(Stored data)
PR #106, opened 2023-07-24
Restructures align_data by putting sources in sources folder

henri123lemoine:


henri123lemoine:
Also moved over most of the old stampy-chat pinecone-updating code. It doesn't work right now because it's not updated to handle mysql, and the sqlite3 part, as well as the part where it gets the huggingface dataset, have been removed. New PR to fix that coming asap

* * *

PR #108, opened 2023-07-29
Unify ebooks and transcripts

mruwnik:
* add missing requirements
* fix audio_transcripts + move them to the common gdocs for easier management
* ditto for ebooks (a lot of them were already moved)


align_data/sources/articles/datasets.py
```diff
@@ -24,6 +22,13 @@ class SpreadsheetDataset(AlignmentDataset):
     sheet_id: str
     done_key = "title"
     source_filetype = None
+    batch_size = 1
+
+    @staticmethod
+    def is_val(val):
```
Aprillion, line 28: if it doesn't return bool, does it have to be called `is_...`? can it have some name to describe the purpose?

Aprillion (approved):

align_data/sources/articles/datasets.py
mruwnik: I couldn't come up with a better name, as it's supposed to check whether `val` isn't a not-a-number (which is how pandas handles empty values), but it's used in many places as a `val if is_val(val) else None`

--

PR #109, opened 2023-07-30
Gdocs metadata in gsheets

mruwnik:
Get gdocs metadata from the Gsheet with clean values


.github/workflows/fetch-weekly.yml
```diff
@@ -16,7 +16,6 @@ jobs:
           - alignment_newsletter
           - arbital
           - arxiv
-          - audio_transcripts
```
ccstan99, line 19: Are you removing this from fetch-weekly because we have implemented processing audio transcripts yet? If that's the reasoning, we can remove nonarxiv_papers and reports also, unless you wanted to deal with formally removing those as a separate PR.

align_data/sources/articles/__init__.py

- **REQUIREMENT**:
For every line of the records that has the word "metadata" in it, make a copy.

- **TASK RESULT**:
Gdocs metadata in gsheets
Get gdocs metadata from the Gsheet with clean values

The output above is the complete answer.